== DATA EXTRACT

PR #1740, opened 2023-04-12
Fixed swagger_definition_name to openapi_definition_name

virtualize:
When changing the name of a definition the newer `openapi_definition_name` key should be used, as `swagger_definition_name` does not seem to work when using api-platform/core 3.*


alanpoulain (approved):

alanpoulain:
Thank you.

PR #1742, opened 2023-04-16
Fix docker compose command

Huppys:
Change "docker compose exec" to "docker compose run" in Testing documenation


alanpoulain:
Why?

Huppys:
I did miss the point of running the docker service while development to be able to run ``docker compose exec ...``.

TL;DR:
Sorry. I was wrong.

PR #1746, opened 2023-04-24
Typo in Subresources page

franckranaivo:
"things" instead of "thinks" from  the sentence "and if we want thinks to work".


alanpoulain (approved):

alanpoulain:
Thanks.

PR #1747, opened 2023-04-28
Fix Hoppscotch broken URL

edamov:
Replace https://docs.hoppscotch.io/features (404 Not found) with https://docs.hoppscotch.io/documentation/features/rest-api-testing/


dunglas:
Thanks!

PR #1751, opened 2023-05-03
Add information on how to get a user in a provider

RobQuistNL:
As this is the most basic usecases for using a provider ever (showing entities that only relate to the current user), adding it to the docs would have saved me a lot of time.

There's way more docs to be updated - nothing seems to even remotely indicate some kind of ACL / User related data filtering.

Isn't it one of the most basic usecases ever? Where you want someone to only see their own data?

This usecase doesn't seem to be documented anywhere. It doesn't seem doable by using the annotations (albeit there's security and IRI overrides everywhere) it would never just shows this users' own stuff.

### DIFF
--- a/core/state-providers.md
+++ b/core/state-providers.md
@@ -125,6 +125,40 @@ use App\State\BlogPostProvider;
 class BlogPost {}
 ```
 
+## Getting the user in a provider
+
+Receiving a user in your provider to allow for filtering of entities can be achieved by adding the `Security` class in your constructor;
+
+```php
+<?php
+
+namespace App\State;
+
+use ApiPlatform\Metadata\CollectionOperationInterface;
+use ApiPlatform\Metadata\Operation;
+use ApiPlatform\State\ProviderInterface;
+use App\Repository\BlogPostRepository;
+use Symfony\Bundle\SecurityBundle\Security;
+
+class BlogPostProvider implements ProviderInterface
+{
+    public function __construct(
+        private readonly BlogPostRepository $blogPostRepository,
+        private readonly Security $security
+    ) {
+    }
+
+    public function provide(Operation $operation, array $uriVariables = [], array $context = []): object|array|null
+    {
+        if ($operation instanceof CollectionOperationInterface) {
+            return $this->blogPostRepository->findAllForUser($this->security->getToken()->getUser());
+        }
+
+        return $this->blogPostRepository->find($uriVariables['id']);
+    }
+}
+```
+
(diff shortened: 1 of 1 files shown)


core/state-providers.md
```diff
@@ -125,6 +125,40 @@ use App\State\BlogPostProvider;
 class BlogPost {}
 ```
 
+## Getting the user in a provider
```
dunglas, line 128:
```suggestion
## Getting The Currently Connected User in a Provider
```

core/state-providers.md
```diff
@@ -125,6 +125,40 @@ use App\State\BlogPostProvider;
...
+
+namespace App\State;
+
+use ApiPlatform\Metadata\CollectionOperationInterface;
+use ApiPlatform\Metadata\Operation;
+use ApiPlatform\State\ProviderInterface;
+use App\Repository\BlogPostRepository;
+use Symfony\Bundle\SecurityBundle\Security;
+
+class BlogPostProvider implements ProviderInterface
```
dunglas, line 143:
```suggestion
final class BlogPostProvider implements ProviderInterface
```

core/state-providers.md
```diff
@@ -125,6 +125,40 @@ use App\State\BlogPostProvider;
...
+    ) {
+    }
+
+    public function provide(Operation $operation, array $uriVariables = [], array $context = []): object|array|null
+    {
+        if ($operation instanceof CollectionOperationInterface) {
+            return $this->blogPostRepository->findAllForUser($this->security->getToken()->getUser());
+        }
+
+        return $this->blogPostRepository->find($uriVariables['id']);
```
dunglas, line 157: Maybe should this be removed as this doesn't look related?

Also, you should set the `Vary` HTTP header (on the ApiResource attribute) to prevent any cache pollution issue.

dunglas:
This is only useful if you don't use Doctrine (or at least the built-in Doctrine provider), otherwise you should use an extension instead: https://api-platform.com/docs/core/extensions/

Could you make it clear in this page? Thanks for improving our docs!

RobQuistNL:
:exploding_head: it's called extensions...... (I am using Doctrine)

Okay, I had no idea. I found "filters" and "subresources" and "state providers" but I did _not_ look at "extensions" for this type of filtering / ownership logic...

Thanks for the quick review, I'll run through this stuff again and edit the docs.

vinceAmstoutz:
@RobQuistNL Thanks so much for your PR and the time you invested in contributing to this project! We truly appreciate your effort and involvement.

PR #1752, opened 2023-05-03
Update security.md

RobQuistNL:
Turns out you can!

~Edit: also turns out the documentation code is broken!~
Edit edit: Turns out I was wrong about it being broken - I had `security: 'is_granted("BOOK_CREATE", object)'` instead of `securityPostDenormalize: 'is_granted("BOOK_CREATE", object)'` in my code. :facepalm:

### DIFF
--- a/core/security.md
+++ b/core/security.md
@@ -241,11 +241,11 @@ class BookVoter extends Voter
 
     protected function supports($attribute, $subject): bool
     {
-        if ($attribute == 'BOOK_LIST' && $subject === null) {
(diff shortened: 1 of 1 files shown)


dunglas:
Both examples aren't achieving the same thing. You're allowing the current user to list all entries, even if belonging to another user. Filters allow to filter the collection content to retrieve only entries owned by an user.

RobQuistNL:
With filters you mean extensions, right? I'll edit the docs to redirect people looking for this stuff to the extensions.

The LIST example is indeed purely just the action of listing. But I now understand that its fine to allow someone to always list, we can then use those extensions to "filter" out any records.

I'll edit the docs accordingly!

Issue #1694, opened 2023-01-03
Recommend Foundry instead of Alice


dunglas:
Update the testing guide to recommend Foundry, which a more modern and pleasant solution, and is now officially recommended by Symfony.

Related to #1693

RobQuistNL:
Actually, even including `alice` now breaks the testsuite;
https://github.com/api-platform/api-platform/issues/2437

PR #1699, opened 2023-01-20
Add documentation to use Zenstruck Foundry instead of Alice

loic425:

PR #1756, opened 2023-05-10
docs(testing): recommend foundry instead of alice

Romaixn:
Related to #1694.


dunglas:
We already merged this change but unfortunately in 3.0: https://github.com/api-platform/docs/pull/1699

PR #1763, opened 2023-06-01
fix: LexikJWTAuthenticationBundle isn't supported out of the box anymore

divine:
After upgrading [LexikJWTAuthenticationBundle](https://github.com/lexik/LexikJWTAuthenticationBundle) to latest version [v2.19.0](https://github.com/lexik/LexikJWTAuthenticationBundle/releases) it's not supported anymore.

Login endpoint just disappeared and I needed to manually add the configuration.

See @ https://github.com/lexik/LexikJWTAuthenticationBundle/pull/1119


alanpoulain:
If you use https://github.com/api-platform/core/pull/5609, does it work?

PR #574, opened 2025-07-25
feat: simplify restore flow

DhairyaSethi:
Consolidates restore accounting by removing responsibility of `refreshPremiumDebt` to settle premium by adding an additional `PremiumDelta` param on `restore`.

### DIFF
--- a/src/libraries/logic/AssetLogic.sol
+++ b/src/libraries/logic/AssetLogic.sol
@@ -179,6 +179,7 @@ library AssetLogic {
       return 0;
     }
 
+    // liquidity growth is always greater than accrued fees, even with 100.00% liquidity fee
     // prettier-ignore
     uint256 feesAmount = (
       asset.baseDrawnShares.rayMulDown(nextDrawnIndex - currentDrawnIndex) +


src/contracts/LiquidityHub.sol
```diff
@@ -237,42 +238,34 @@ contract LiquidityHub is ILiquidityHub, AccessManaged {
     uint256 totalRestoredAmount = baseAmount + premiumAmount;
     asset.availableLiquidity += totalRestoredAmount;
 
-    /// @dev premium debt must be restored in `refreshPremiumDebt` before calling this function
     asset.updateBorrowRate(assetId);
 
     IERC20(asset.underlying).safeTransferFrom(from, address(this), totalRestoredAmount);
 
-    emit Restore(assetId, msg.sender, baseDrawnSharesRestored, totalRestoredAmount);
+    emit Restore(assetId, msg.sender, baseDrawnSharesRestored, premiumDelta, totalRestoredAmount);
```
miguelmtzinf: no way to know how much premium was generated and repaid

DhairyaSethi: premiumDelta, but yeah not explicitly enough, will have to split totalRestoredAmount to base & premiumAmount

====

- _WHAT YOU NEED TO DO_:
Among the lines above, return those that hold the word "would".

- _TASK RESULT_:
As this is the most basic usecases for using a provider ever (showing entities that only relate to the current user), adding it to the docs would have saved me a lot of time.
This usecase doesn't seem to be documented anywhere. It doesn't seem doable by using the annotations (albeit there's security and IRI overrides everywhere) it would never just shows this users' own stuff.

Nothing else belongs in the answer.